Okay. And the split is kind of just on, well to speak, kind of determined as things come up?
Sorry, repeat the question.
And -- so in terms of the split between the rental revenue and sales revenue, it's kind of just determined as things come up in the future?
Yes. I mean, it's mostly rental opportunities in terms of the sales side. Less of sales of assets whether it's Modular Space or Workforce or sort of normal course of business, and on the Workforce specifically. We're strategically looking at -- to be excess demand or demand on our certain types of assets. We're strategically trying to redeploying to the market from a sales perspective.
Those on specific to the -- to LNG Canada. LNG Canada, everything we're looking at, where the vast majority is on a rental basis. And keep in mind that both platforms have demand. So our Britco platform in British Columbia for all of the support buildings, offices, training, medical, et cetera, there is a significant opportunity there in and around the planned construction as well, to a certain extent, along some of the infrastructure related to the pipelines. So our view is, there continues to be opportunity that we're pursuing and it would be primarily rental.
Okay. That's helpful. And then on growth CapEx side, are you able to give any details kind of the monetary range might be considering? What projects you might be looking at, just any details there? And whether this would be a second half '18 event or more so 2019?
Well, there is 2 general categories for CapEx for us, one is project-specific where we are bidding on projects that would require new equipment on a rental basis, and we've continued a good part of our capital in the first half of the year has been project-specific. We view that as lower risk, and that we have contract visibility for that capital. And then the second is, where we are adding to our fleet, so we're monitoring utilization rates. And ultimately, utilization in the rental game is far lower than 100%. We'd be looking at optimal being in the 70% to 80% or 75% to 85% range and so that's whereas we're watching utilization as well as what the cost of assets and what the average run rate is to ensure we can get our ROI hurdle, we prospectively order fleet and add to those categories. So what you'll see from us is that increasing of the fleet additions ramping up based on the timeline in getting delivery from our manufacturing partners. You won't see a dramatic increase this year. What you'll likely see is, our committed capital at the end of the quarters is starting to look higher. And so on a cash basis, it would -- an increase in capital spend in building our fleets would show up in 2019, and the increase in the recurring run rate on our core rental stream would also show up primarily in -- also show up in '19 versus '18.
Okay. -- sorry, go ahead.
And what you'll see is, maybe, a bit of a jump here in 2018, so it would be more of our focus on the BOXX where that capital spending increases somewhat and then taking a closer look at some of our assets and making some minor refurb adjustments to put those assets to work as well.
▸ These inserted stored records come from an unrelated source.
PR #414, opened 2019-12-20
hotfix/mint ec error page

adrianjost:
## Description

- if a page can't get loaded from ghost, show a 404 error
- add error handler to view
- removed error hiding catches from store

## Screenshot

image


src/pages/mint-ec/_article.vue
```diff
@@ -33,30 +34,35 @@
...
+	async asyncData({ store, params, error, app: { i18n } }) {
+		try {
+			const page = await store.dispatch("ghost/getSinglePage", params.article);
+			return { page: page };
+		} catch (e) {
+			error({
+				statusCode: 404,
+				message: i18n.t("error.404"),
+			});
+		}
```
adrianjost: The new catch

src/store/ghost.js
```diff
@@ -10,40 +10,24 @@ const api = new GhostContentAPI({
 const module = {
 	actions: {
 		async getSinglePost(postSlug) {
-			return await api.posts
-				.read({
-					slug: postSlug,
-				})
-				.catch((err) => {
-					console.error(err);
-				});
```
adrianjost: removed all these error handler here because they have hidden the error from the views.

PR #419, opened 2020-01-06
Feature/VUE-BaseGrid-ColumnGap

j-jmnz:
# Issue: Feature/VUE-BaseGrid-ColumnGap

## Description

- Add columnGap dynamic property


src/components/base/BaseGrid.vue
```diff
@@ -10,14 +10,16 @@ export default {
 			type: String,
 			default: "15rem",
 		},
+		columnGap: {
```
adrianjost: Shouldn't this be named gridGap if it is actually just setting the grid gap?

j-jmnz: @dominikbruechner recommended to name this property as such, please let me know if it should be changed.

dominikbruechner: I am unpassionate about it, feel free to rename it to gridGap.

PR #443, opened 2020-01-20
enable `jest/no-test-return-statement` rule

adrianjost:
## Description

- depends on #442
- enables `jest/no-test-return-statement` rule. 

**Why?**
https://github.com/jest-community/eslint-plugin-jest/blob/master/docs/rules/no-test-return-statement.md


adrianjost:
merged with #444

PR #470, opened 2020-01-22
Clear Auth Store after Logout

dominikbruechner:
Till now just the cookie was deleted, but we want to clear the token from the store as well (+ user data etc.)

Let me know if I just haven't seen it. @adrianjost


adrianjost:
great catch @dominikbruechner 

after doing a `npm i` please restart your VSCode to use the new prettier version and fix your lint issues

PR #500, opened 2020-01-27
Added datasources to sidebar

adrianjost:
# Issue: [SC-3240](https://ticketsystem.schul-cloud.org/browse/SC-3240)

## Description

- Client Pull: https://github.com/schul-cloud/schulcloud-client/pull/1581

## Screenshot

image


src/utils/sidebarBaseItems.js
```diff
@@ -144,6 +144,12 @@ export default [
 				icon: "building",
 				href: "/administration/school/",
 			},
+			{
+				title: "Datenquellen",
+				icon: "database",
+				permission: "DATASOURCES_VIEW",
```
dominikbruechner: don't forget to add the permission to the user in auth.js ....

adrianjost: This should be provided by the database and we don't need to add it manually. Not all users should have this.

dominikbruechner: y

Okay. So then should we -- for 2018 as a whole, should we still think about you guys targeting a net CapEx budget as 0? Or do we think there might be a kind of a bit of an outflow in the back half of the year?
Well, I would estimate, it's going to be close to 0 even with increased spending because we are continuing to rationalize some of the Workforce fleet that we believe there is an overcapacity and our visibility for some time for the high-density format of remote housing, and we're finding opportunities to sell that into more remote markets, et cetera. So as we free up that capital, that offsets our outflow on CapEx. So current visibility, Toby, you being here, 0 net CapEx.
Yes, that's right.
Thank you. Ladies and gentlemen, this concludes today's question-and-answer session. I would like to turn the call back to Trevor Haynes, President and CEO for any closing remarks.
Thank you, and thank you all for taking the time to listen in today.
Ladies and gentlemen, thank you for participating in today's conference. This concludes today's program, and you may now disconnect. Everyone, have a great day.